The researchers identified five personal characteristics that influenced teachers’ willingness to adopt new teaching innovations:

  • Most knowledgeable. Sarah Edmonds and the two other teachers classified as “high adopters” of new methods were consistently the most knowledgeable teachers. They quickly grasped how new ideas presented could fit within their curriculum and demonstrated the most effective instructional technique. (Three of the eight teachers were judged “moderate adopters” who used certain classroom practices and ignored others. The two “low adopters,” while supportive of the learning-cohort group, were less inclined to try new strategies or did so only after realizing the methods in use weren’t working well.)
  • Teach positive behavior. Well-designed instruction goes a long way towards eliminating behavior problems in the classroom, or so the high adopters believe. They also considered teaching positive behavior to be as important as teaching academics, while other teachers often failed to recognize the importance of actively teaching students more appropriate behavior.
  • Student-focused. Teachers most likely to adopt new teaching innovations had the strongest student-centered views of instruction, considering both the academic and behavioral needs of the class and individual students. Low adopters were more teacher-focused, shunning opportunities for children to work together in order to maintain behavioral control in the classroom.
  • Reflect on students’ learning. In their report, researchers said high adopters were the most reflective about their instructional practices and classroom management. They were more likely to consider the needs of the entire class as well as individual students.
  • More adaptive. Researchers said high adopters were “sponges” for information, reading or using information independently to adjust their teaching practices in order to meet their students’ needs.

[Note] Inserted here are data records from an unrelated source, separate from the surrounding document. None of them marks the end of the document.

PR #1206, opened 2026-09-22
feat(server): a package's index.malloy is its published surface

jswir:
Revives the idea behind #988, which was closed as stale rather than rejected. **This is not that branch rebased.** It is a fresh implementation against current `main`, and it makes the one design decision #988 left open in the opposite direction.

**Base note:** this stacks on #1163, so the diff here is only its own 10 commits. It cannot merge before #1163 does. #1163 is what makes the three-answer table below true.

## What this does

A package's published surface is its `index.malloy`. Put that file at the package root, `import` your models, `export { … }` what you publish. What it exports is what Publisher lists **and** what callers may query. No `publisher.json` key at all.

```
sales/
  publisher.json     { "name": "sales" }
  index.malloy       import "orders.malloy"
                     export { orders }
  orders.malloy      declares `orders` and `orders_staging`
```

`orders_staging` still compiles, and other models can import, join and extend it, but it is not listed and a direct query against it answers 404. `create-malloy-package` scaffolds the file, so a new package is curated from its first boot.

## Where this departs from #988, and why

#988 made the convention curate **listings only** — it hid sources but never refused them, to protect a package that already had a root `index.malloy` from silently losing query access. That is the decision its closing note called "genuinely open".

**That population is empty.** Checked across everything available locally: 14 `malloy-samples` packages (none declare either key, none have an `index.malloy`), the three bundled examples (only `governed-analytics` declares `explores`, explicitly, so the convention never fires), and the one real `index.malloy` in a Malloyyo example repo — which is the *only* model file in that package, so the convention lists it and exposes everything it declares.

So the surface is the boundary, always, which is what the design note under Open questions in `docs/malloyyo-dashboards-design.md` proposed in the first place.

That reversal is mostly deletion. #988 added ~1,900 lines; `exploresFromConvention`, `boundaryDeclared()`, `postLoadWarnings`, `resolvePatchedExploresOrigin`, three warning builders and a 424-line integration spec all existed only because the convention produced a *different kind* of surface. Here it does not, and none of them appear.

**The whole feature, stated once: the convention is a default for one manifest field. Nothing downstream records where a surface came from.** That single sentence is why the diff to `package.ts` is 42 lines rather than 228 — `exploresDeclared`, `exploreSet`, both policy pushes, `getInvalidExplores`, `listModels`, `setPackageMetadata` and `Environment.updatePackage` all read `packageMetadata.explores` and cannot tell a filled-in value from a written one.

## Deprecation, not removal

`explores` and `queryableSources` behave exactly as before. Both are marked `deprecated` in the OpenAPI spec and earn a load-time warning naming the replacement. Nothing is removed.

**`index.malloy` does not replace `queryableSources: "all"`, and its warning says so** rather than advising a switch. `"all"` is the only way to curate listings *without* refusing queries, and a derived surface always enforces the boundary. That author is told to keep both keys.

**Deleting the keys is deliberately out of scope, and not for diff size.** `publisher.json` ignores unknown keys, so deleting the parsing would silently turn a curated, bounded package into an uncurated, unbounded one — `governed-analytics`'s `orders_base` would go from refused to freely queryable with no error and no config change. That is a fail-open access change and deserves its own release, where the right behavior is to *refuse to load* a package still declaring the keys rather than ignore them.

## `examples/governed-analytics` is converted

It was the only package in the repo declaring a curated surface, and it declared a two-**file** one — the shape the convention was least obviously able to express. It can, so `publisher.json` is back to a name and a description. That is the evidence `explores` can eventually be retired rather than merely deprecated.

Two things moved that no unit fixture covered, so a new spec drives the real package and pins both:

- **Every query now enters through an `import`.** Malloy marks imported entries `exported: false` and inlines their struct, which is the shape that once denied *authorized* callers by grafting a gate onto an entry nothing consults (`authorize_import_hop.integration.spec.ts`, whose header notes no other fixture put a gated source behind an import). This example now does, permanently, so the spec asserts the gate still tracks the caller across three different `TENANTS` values.
- **The givens that drive the notebook's Parameters panel are declared in the imported files**, not the entry model. Measured rather than assumed: all three reach `index.malloy`'s surface. The spec pins the full list, because a narrowing there is not a patchable bug — it would mean reverting the conversion.

## Three warnings had to change, and that is one bug not three

A package curated by its `index.malloy` has no `explores` key, so any message whose fix is "add it to `explores`" points at something that does not exist. Three sites said that:

- the **dashboard withholding** warning (adding an `index.malloy` to a package with `dashboards/` withholds every dashboard, because a dashboard file is not something an `index.malloy` can export);
- the **empty-surface** warning (an import-only `index.malloy` exports nothing, so the package looks empty);
- and `"explores": []`, which is the *documented opt-out* and was being told to delete itself.

All three now name a remedy that exists, from one predicate derived from the tree rather than a stored origin. It only ever picks the wording of a remedy, never behavior.

## Verified against a running server, not only in tests

Seven variants of one package served together, plus a gated package, plus a four-hop re-export chain:

| | listed | queryable |
|---|---|---|
| no keys, no index | all 3 files | all 3 |
| `index.malloy` exporting 2 | `index.malloy` | 2, via the surface |
| `explores` omitting the index | `orders.malloy` | 1 |
| `explores: []` + index | all 4 files | all 3 |
| index + `queryableSources: "all"` | `index.malloy` | **all 3** |
| only `reports/index.malloy` | all 4 files | all 3 |

- **Three answers, all three rows:** off the menu **404**, locked **403**, row-gated **200** with the caller's rows (empty is a 200, not an error).
- **The oracle holds.** A source both hidden *and* locked answers **404**, byte-identical to a source that does not exist, whether or not the caller would have passed the lock. Only a *listed* locked source answers 403. Same at `/compile`.
- **`get_context` tracks the surface**, in enumeration and in ranked search, and every `resource_id` it returns round-trips through `execute_query` verbatim — on a convention package that `model_path` is the surface file, which is what keeps agents off a 404.
- **Chains and joins:** a source re-exported through four files stays queryable through the surface; a published source may join an unpublished one and the joined fields read normally. Curation hides a landing point, not a column.
- **Versions:** the same package published four times against a running server (uncurated → convention → widened export → opt-out), reloading each time. Listing, REST and `get_context` tracked every publish, no restart.

Gate: typecheck clean, 4044 server unit pass, 354 integration pass, skills/manifest/bundle/python green. The 35 `config.spec` failures reproduce at the base commit and are unrelated.

## One thing reviewers should push back on if they disagree

`export { … }` governs what an **importing** file may see, which is Malloy's rule rather than Publisher's. So "hidden, not out of reach" means reachable through a file that exports it *or that exports nothing* — not through a file whose `export` omits it, which fails to compile with `Reference to undefined object`. That condition is now in the docs and the new skill. It is the one thing about this convention I would expect to surprise someone mid-migration.


kylenesbit (approved):
Approving. The design holds and the diff is genuinely small for what it does — `resolveExplores` and the boundary itself I have no notes on, and the `export { … }` importer-visibility decision you flagged for pushback reads correct and is documented. Everything below is in the edges the convention now touches. None of it is a reason to hold the merge, but the first two are worth landing before this ships to a user who did not opt into anything.

Verified against `jswir/index-malloy-surface`.

### The scaffolder is the real exposure

It now writes an `index.malloy` into every new package, which breaks two shipped workflows for users who never chose the convention.

**1. `packages/create-malloy-package/templates/model.custom.xlsx.malloy:21` — the xlsx recovery probe is now unrunnable.**
The scaffolded `index.malloy` exports only `{{sourceName}}`, so `sales.malloy` is off the surface. This template tells the user to add `{{sourceName}}_probe` to the model file ("It has to go in the file rather than being sent as a one-off query") and run `{{sourceName}}_probe -> peek`. After this PR that is refused either way: `models/sales.malloy/query` is not a query entry point, and against `models/index.malloy/query` `sales_probe` is not in the export closure. This is the documented fix for the most common spreadsheet failure — header not on row 1 — and the template never mentions `index.malloy`.

**2. `packages/create-malloy-package/src/scaffold.ts:683` — every scaffolded package silently withholds any dashboard added later.**
By this PR's own analysis a dashboard file is not something an `index.malloy` can export, so `dashboards/*.malloy` is never served — only a load warning, whose remedy is to abandon the convention and hand-write an `explores` listing the index plus every dashboard file. `PUT …/models/dashboards/{slug}.malloy` will happily create one that is never routed. Neither the generated `AGENTS.md` nor the `malloy-dashboards` guidance warns a scaffolded-package author before they build one.

### Four warnings give advice that is wrong for a case they match

These are one-line predicate or wording fixes, but three of them point a reader at an action that makes things worse, which is worse than saying nothing.

**3. `packages/server/src/service/package_manifest.ts:466` — `"explores": []` with no `index.malloy` gets inverted advice.**
The `EXPLORES_EMPTY_SUPPRESSES_CONVENTION` branch is gated on `declared.length === 0 && hasIndexModel`. Without an index file — a documented, supported "do not curate" state — the author instead gets `EXPLORES_DEPRECATION`: "put an `index.malloy` at the package root … then delete the key … it curates and enforces exactly as the key does." That last clause is false for an empty array. Following it converts an intentionally uncurated package into a curated-and-bounded one. Key the branch on `declared.length === 0` alone.

**4. `packages/server/src/service/package.ts:2072` — the empty-surface remedy can take a package fully out of service.**
`surfaceIsIndexModel()` is true whenever `models.has("index.malloy") && explores === ["index.malloy"]`, which the doc-comment notes includes a hand-written key. For that package "delete the file, which returns the package to listing every model" is false: the explicit key survives, `exploresDeclared()` stays true, `exploreSet()` = `{"index.malloy"}` matches nothing, `listModels()` returns zero and every model's `isQueryEntryPoint` is false. That is the same "lists and serves nothing" failure the `writePackageManifest` echo guard in this PR was added to prevent — here printed as the recommended fix. Gate it on the manifest key being absent, or word it to cover both.

**5. `packages/server/src/service/package_manifest.ts:498` — the "something is withheld" guard counts notebooks.**
`modelPaths` comes from `filterModelPaths`, which includes `.malloynb`. A package holding only `index.malloy` and, say, `report.malloynb` trips `INDEX_MODEL_IS_THE_SURFACE`, which tells the author sources are being refused — but notebooks are always listed and unaffected by the boundary, so nothing is hidden. Contradicts the comment directly above it ("an index.malloy that is the package's only model withholds nothing") and the matching RELEASE_NOTES claim. Filter the `.some()` to `MODEL_FILE_SUFFIX`.

**6. `packages/server/src/service/package.ts:2122` — two inaccuracies in the broken-surface message.**
It is emitted once per surface file and each copy says that file "is this package's whole discovery surface", so `explores: ["a.malloy","b.malloy"]` with both broken produces two messages each claiming to be the whole surface. And `hidden` (line 2115) is every non-surface `.malloy` including ones that failed to compile themselves, but renders as "the ${hidden.length} that compiled", so the count overstates how many working models went down.

### One doc miss

**7. `docs/givens.md:229`** — the `execute_query` sample still uses `"packageName": "governed-analytics"` with `"modelPath": "orders.malloy"`, which the conversion in this PR takes off that package's surface, so the copy-pasteable call 404s. `docs/authorize.md`, `docs/row-level-access.md`, `docs/discovery-and-access.md` and the example README were all updated to `index.malloy`; this one was not. The introspection link at line 164 points at `orders.malloy` too.

### Checked and correct

The `echoesDerivedSurface` guard in `environment.ts` (its reliance on `formatInvalidExplores` for file existence holds, and `"explores": []` round-trips because `existingManifest.explores` is then defined); resolving `explores` against the on-disk tree *before* the `job.replacement` fixup; `filterModelPaths`/`exploreSet` never matching `.malloynb` against `MODEL_FILE_SUFFIX`; the malformed-`explores` rejection no longer throwing out of `normalizeModelPath`; the RELEASE_NOTES inventory `jq` snippet (`index()` returning `0` is still truthy under `jq -e`); and `brokenSurfaceWarnings()` being cheap enough for the `/status` poll path it was added to.

packages/server/src/service/package_manifest.ts
```diff
@@ -379,3 +382,221 @@ export function queryMetadataParseWarnings(
...
+   const warnings: string[] = [];
+
+   // An array of strings is the only well-formed shape. A non-string element
+   // is malformed too, and is rejected rather than coerced: `String(null)`
+   // would build a surface naming "null", which matches no model, so curation
+   // would switch on over an empty set and the package would list nothing.
+   // Rejecting leaves the package uncurated (or on the convention), which is
+   // the conservative direction. It also stops a non-string element throwing
+   // out of `normalizeModelPath` and failing the whole package load.
+   const wellFormed =
```
Sha-Bang: **Blocking** - `["orders.malloy", 7]` fails `wellFormed`, so `declared` goes `undefined`, and with no root `index.malloy` the function returns no surface at all -- the package loads and serves every source the author curated away. before this change that same manifest threw out of `normalizeModelPath` and failed the load, which the spec comment at `package_manifest.spec.ts:105` records.

the comment here calls uncurated "the conservative direction", but `brokenSurfaceWarnings` in `package.ts` argues the opposite for the same question: *"Deliberately NOT a fallback to uncurated. Falling open on a typo would expose sources the author curated away, which is worse than refusing them."* both can't be right, and a typo in a hand-edited `publisher.json` is exactly when this fires.

could the malformed case keep the valid string entries and warn on the dropped ones, or refuse the load outright -- either way landing on the same side as `brokenSurfaceWarnings`?

packages/server/src/service/package_manifest.ts
```diff
@@ -379,3 +382,221 @@ export function queryMetadataParseWarnings(
...
+ * instead is a 404 on a model that reads as missing rather than withheld.
+ */
+const INDEX_MODEL_IS_THE_SURFACE =
+   `This package has a root "${INDEX_MODEL_NAME}" and no "explores" in ` +
+   `publisher.json, so that file is its published surface: only it is listed, ` +
+   `and sources it does not "export { ... }" are refused by name with a 404. ` +
+   `Other models still compile and are still importable and joinable. If that ` +
+   `is intended, nothing to do. If this package is not meant to be curated, ` +
+   `add "explores": [] to publisher.json to keep every model listed and ` +
+   `queryable, or rename the file.`;
```
Sha-Bang: **Blocking** - this warning ends with "or rename the file" as an opt-out, and `RELEASE_NOTES.md` says "Do **not** rename the file to opt out." the load-time message steers authors into the path the release notes warn against.

it's also the fail-open one, and that half isn't stated anywhere. removing or renaming `index.malloy` takes `hasIndexModel` false, so `resolveExplores` returns `{explores: undefined, warnings: []}` at :487 -- no surface, no warning, and every source that was hidden a moment ago is listed and queryable again. the release notes describe the rename hazard as a 404 plus a dangling import, which is the visible failure; the invisible one is the surface widening. nothing in the specs covers a package losing its index file.

drop "or rename the file" and leave `"explores": []` as the only opt-out? and is the removal case worth its own warning, given every other de-curation path in here is fail-closed and reported?

packages/server/src/service/package.ts
```diff
@@ -2023,20 +2063,82 @@ export class Package {
...
-                  `'export { source_name }' to surface sources on this ` +
-                  `model, or remove it from explores.`,
+                  `Model "${modelPath}" is on this package's discovery ` +
+                  `surface but exposes nothing: its export closure surfaces ` +
+                  `no sources or named queries (typically an import-only ` +
+                  `file, or an export {} that filters everything out). Add ` +
+                  `e.g. 'export { source_name }' to surface sources on this ` +
+                  `model, or ` +
+                  (this.surfaceIsIndexModel()
+                     ? `delete the file, which returns the package to ` +
```
Sha-Bang: **Should-fix** - `surfaceIsIndexModel()` at :351 is true whenever the resolved surface is exactly `["index.malloy"]`, whether the server derived it or the author typed it. so an author who wrote `"explores": ["index.malloy"]` by hand gets told to "delete the file, which returns the package to listing every model" -- and deleting it leaves an explicit `explores` naming a model that no longer exists, so the package lists *nothing*. exact inverse of what the message promises.

the docblock argues origin doesn't matter because "an author who wrote `explores: ["index.malloy"]` edits the same file", which is true of the file and false of the remedy: one of them has a key to remove it from. `explore_visibility.spec.ts:443` pins the convention wording but nothing pins this case.

`resolveExplores` already knows which branch it took -- worth returning that alongside the paths and using it here, rather than re-deriving from the tree? it'd only ever pick wording, so it wouldn't put an origin into behavior.

api-doc.yaml
```diff
@@ -3284,6 +3295,13 @@ components:
             equivalent (everything queryable). Invalid values fall back to
             `"declared"`. Identity-based access is a separate concern — see
             `#(authorize)` and `#(access_filter)`.
+            DEPRECATED, still honored. `"declared"` is already the default, so
```
Sha-Bang, line 3326: **Nit** - the sentence four lines above at 3294 -- "When `explores` is absent there is no curated surface, so both modes are equivalent (everything queryable)" -- is exactly what this block now contradicts. it's in the published spec, so it's the version a client generator reads. delete it or qualify it with "and no root `index.malloy`"?

Sha-Bang (commented):
two blocking, one should-fix, one nit. the theme in the two blocking ones is the same: a package's published surface widens without anyone being told.

contract change worth stating up front, since it isn't derivable from the diff: `PackageMetadata.explores` can now carry a value the server derived rather than one the author wrote, and the response deliberately doesn't distinguish them. no paths added or removed, so nothing moves for a client that just reads the list. but a client that reads `explores` to mean "the author curated this" is now wrong -- ours does, and it reads `publisher.json` off disk rather than through the API, so it sees no surface at all on a convention package. that's ours to fix, not a change request on this PR, but it's worth knowing the design has a blind spot for consumers that read the manifest file rather than your response.

- `packages/server/src/service/package_manifest.ts:442` -- a malformed `explores` now falls open to uncurated where it used to fail the load
- `packages/server/src/service/package_manifest.ts:535` -- the warning recommends the one opt-out the release notes say not to use, and the removal case is silent
- `packages/server/src/service/package.ts:2073` -- "delete the file" is wrong advice when `explores: ["index.malloy"]` was written by hand
- `api-doc.yaml:3294` -- stale sentence contradicting the new text four lines below

packages/server/src/service/package_manifest.ts
jswir: Fixed in fa3a952f — refusing, the second of your two options.

You were right that the two files argued opposite sides of the same question, and `brokenSurfaceWarnings` had the better half of it. A malformed `explores` now throws and fails the package load, like `resolvePackageScope` does for an invalid `scope`.

I went with refuse rather than keeping the valid entries, because salvaging serves a surface the author did not write — guessing at intent on the one key where guessing wrong is an access change. Four options and what each does:

- **ignore** (what it did): widens the surface. `["orders.malloy", 7]` resolved to no surface at all and published everything the key was written to withhold.
- **salvage**: serves a surface nobody wrote.
- **coerce**: `String(null)` builds a surface naming a model that cannot exist, so the package lists nothing while reporting a reason that describes a file rather than the typo.
- **refuse**: neither widens the surface nor invents intent, and an absent package is visible in `loadErrors` where a silently-uncurated one is not.

Verified against a running server rather than just the unit test. At first boot the package is not served (503, absent from the listing) and `loadErrors` carries the message, so the `secret_src` in my fixture never becomes reachable. On reload it answers 503 with the same message and the previously compiled model keeps serving. Both are byte-identical in shape to the existing invalid-`scope` path, including the `Package-load worker pool unavailable:` prefix — which is a pre-existing wart on that path, not something this adds.

A well-formed `[]` is untouched and still the documented opt-out.

packages/server/src/service/package_manifest.ts
jswir: Half fixed in fa3a952f, half deliberately left — flagging rather than half-building it.

**Dropped "or rename the file".** The message now says the opposite, explicitly: `"explores": []` is the opt-out, and *Do NOT rename or delete the file to opt out: that widens the surface silently and breaks every import that names it.* Pinned in the spec with a `not.toMatch(/or rename the file/)` so it cannot drift back.

**The removal case has no warning, and I did not add one.** You are right about the mechanism — removing the file takes `hasIndexModel` false, `resolveExplores` returns `{explores: undefined, warnings: []}`, and the surface widens with nothing said. But `resolveExplores` is a pure function over the manifest and the current file list. It cannot tell "this package never had an index.malloy" from "this package had one until the last save" without something persisting the previous surface across loads, and that state does not exist today.

So it is a real gap and it needs somewhere to keep the previous surface, which felt like more than a review fix should quietly introduce. Happy to build it if you want it in this PR — the natural home looks like the same place `staleCompileErrors` lives, since that is already per-package state the environment keeps across reloads. Say the word and I will, otherwise I would rather it be its own change than a silent addition here.

Worth noting the neighbouring case is better covered than I first thought. I claimed a broken `index.malloy` goes silent; running it showed every author-facing path already reports it — first load fails the package into `loadErrors`, and the watcher, `reload_package` and `?reload=true` all keep the last good model and report `stale: true` with the compile error. I corrected that in bd4cd065.

packages/server/src/service/package.ts
jswir: Fixed in 537c5928, but by wording rather than by returning the origin — flagging that, because you proposed the other shape and I want the option open.

The remedy now reads: *delete the file AND any `"explores"` entry naming it. Deleting the file alone returns the package to listing every model only when no `"explores"` was written; where one was, it would be left naming a model that no longer exists and the package would list nothing.* Pinned by a new test on the hand-written-key package, since as you said only the convention wording was covered.

I also fixed the docblock you quoted. It argued origin does not matter because the author "edits the same file", which is true of the file and false of the remedy — your words, and they were right. It now says the predicate is true for both and that every message it selects has to hold for both.

On returning the branch from `resolveExplores`: I think you are right that it is more correct, and it would make `surfaceIsIndexModel()` honest instead of a re-derivation that happens to be true for two different reasons. I did not do it because it puts an origin into `packageMetadata`, which this design goes out of its way to keep origin-free, and the defect in front of me was the advice rather than the predicate. That is a judgement call on my side, not a disagreement with yours — if you would rather have the honest predicate, it is a small change and I will make it.

Same story one file over in `discoverDashboards`, where the remedy said "declare an `explores`" to an author who already has one; that now reads "declare (or extend)".

api-doc.yaml
jswir: Fixed in f095aed3. Qualified rather than deleted, since the equivalence is still true where there genuinely is no surface — it just is not "when `explores` is absent" any more:

> The two modes are equivalent (everything queryable) only where there is no curated surface at all, which now means no `explores` AND no root `index.malloy` — a package with that file has a surface whether or not the key is present.

Agreed on why it matters: it is the published spec, so it is the version a generator reads, and it was contradicting the block four lines below it.

jswir:
Thanks both — all eleven items are in, and four of Kyle's were defects in fixes I had pushed the day before, which is the useful kind of catch.

Branch was CONFLICTING against the base, which matters more than it reads: GitHub stops dispatching CI on a conflicted PR, so the checks went quiet and looked green when nothing had run (DCO was the only check on the previous head). Merged the base in at 37ca95c7 and CI is running again.

### @Sha-Bang — replies inline on each thread

Both blocking ones are fixed: a malformed `explores` now fails the load (refusing, the second of your two options, reasoning on the thread), and the rename advice is gone. The should-fix and the nit are fixed too. One half I deliberately did **not** build: a warning for the *removal* case. `resolveExplores` cannot tell "never had an index.malloy" from "had one until the last save" without state that persists the previous surface across loads, and that does not exist today. Details and a proposed home on that thread — happy to build it here if you want it in this PR.

### @kylenesbit — all seven

**The scaffolder exposure, both workflows:**

1. **xlsx recovery probe** (`model.custom.xlsx.malloy`) — you were right that it was unrunnable both ways. The probe now goes in `index.malloy` and gets named in `export { ... }`, with the reason stated: raw SQL has to be part of a model, and the surface file is the only model a query can be addressed to.
2. **Dashboards silently withheld** — every scaffolded package's generated `AGENTS.md` now says the surface cannot publish a dashboard, before the author builds one, since the fix is a different curation shape rather than an extra line. `malloy-dashboards` gets it as step 0 of the build sequence, and its troubleshooting bullet covered only the "add index.malloy to a package that has dashboards" direction — the reverse is now the common case, because every scaffolded package has that file.

**The four warnings:**

3. `"explores": []` with no index file now gets its own message instead of the deprecation, whose advice ("it curates and enforces exactly as the key does") is exactly the thing an empty array does not do.
4. Empty-surface remedy — fixed, same thread as Nathan's.
5. The withholding guard counted `.malloynb`. Filtered to `MODEL_FILE_SUFFIX`; it was contradicting the comment directly above it.
6. Broken-surface message — one message per surface now instead of one per file each claiming to be the whole surface, and the collateral count only counts models that actually compiled rather than every hidden `.malloy`.

7. **`docs/givens.md`** — both the sample and the introspection link now name `index.malloy`, with a line that givens declared in an imported file reach the surface unchanged.

### One correction to my own earlier claim

I built and ran this against a live server, and it showed that the broken-`index.malloy` finding I fixed the day before was overstated. I said that case goes silent. It does not, on any path an author uses: first load fails the package into `loadErrors`, and the watcher, `reload_package` and `?reload=true` all go through `Environment.loadPackage`, which keeps the last good model serving and reports `stale: true` **with the compile error**. My unit test only reached the "silent" state by calling `reloadAllModels` directly, which bypasses that handling.

The warning still has a home — the materialization and manifest rebind paths call `reloadAllModels` directly, install a placeholder, and never reach `loadPackage`, so they are the one way to get a package that is serving, is not stale, and exports nothing. Kept the code, scoped the claims to that path, in bd4cd065. Flagging it because I had described it as a broader bug than it is.

### Verified against a running server, not just tests

Three scratch packages plus a second server for the boot case: convention package lists only `index.malloy`; query through the surface 200; off-surface model file 404 `No queryable model`; non-exported source through the surface 404 `No queryable source`; notebook beside `index.malloy` stays quiet; `explores: []` lists everything with the new message; malformed `explores` at first boot leaves the package **unserved** with the message in `loadErrors`, so the hidden source in the fixture never becomes reachable; and the GET→PATCH round trip writes the description without persisting `explores`.

Typecheck and lint clean, 4166 server unit tests pass against the same 35 known `config.spec` failures, integration green. One perf test from the base (`stays linear on the input that made the old one quadratic`) fails under a loaded full run and passes in isolation.

Also resolved the `AGENTS.md` governance bullet in the merge, Kyle — you were right that it was the base's term and not this branch's. Kept the base's `#(authorize)` and this branch's `index.malloy`.

@Sha-Bang on the contract note: understood, and the manifest-reading blind spot is noted — that side is being fixed on your end, so nothing changes here for it.

packages/server/src/service/package_manifest.ts
jswir: Built it after all — 48355e55. You were right that it wanted doing, and it needed less than I thought.

I said `resolveExplores` cannot see this, which is true and is why the warning is not there: it is a pure function over the manifest and the current file list, so it cannot tell a package that never had an `index.malloy` from one that had it until the last save. What I missed is that it does not have to. `Environment._loadOrGetPackageLocked` already holds both the outgoing package and the incoming one on the reload path, so the comparison goes there and the message is handed to the new package to carry on its warnings array. No new persisted state, no worker plumbing.

Only `undefined` counts, and the distinction is the point:

- `undefined` is "no `explores` key and no root `index.malloy`" — what deleting or renaming the file resolves to. Nobody asked for it.
- `[]` is an author writing the documented opt-out. They asked for exactly this and already get a message saying so.

Said once, on the reload that caused it, because it reports a change rather than a state. A later reload of an already-uncurated package has nothing to report, and the spec pins that it goes quiet again — otherwise it becomes permanent noise on every package that has no surface.

One framing correction, and it is [@jswir]'s rather than mine: I had been calling this an access change. It is not. It is curation — what widens is what is listed and what answers by name, and a source gated by `#(authorize)` stays gated. `docs/discovery-and-access.md` says it in this PR: curation hides, `#(authorize)` denies, hiding is not denying. The message and the comments now say curation, not access.

The new integration spec deletes the surface file, reloads, and checks both that the notice appears and that the withheld model really is listed and answering again; it fails with the comparison unwired.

“Every teacher in the study was committed to the learning cohort group and improving their teaching practice, but we were surprised at their varied responses to participation,” Brownell said, “We did not anticipate how little power professional collaboration had for changing the practices of some teachers.

“Our findings demonstrate how teaching knowledge, beliefs, skills and reflective ability work together to influence a teacher’s benefit from collaborative professional development efforts. Awareness of these personal teacher qualities can be useful in structuring or tailoring professional development activities so all participants benefit.”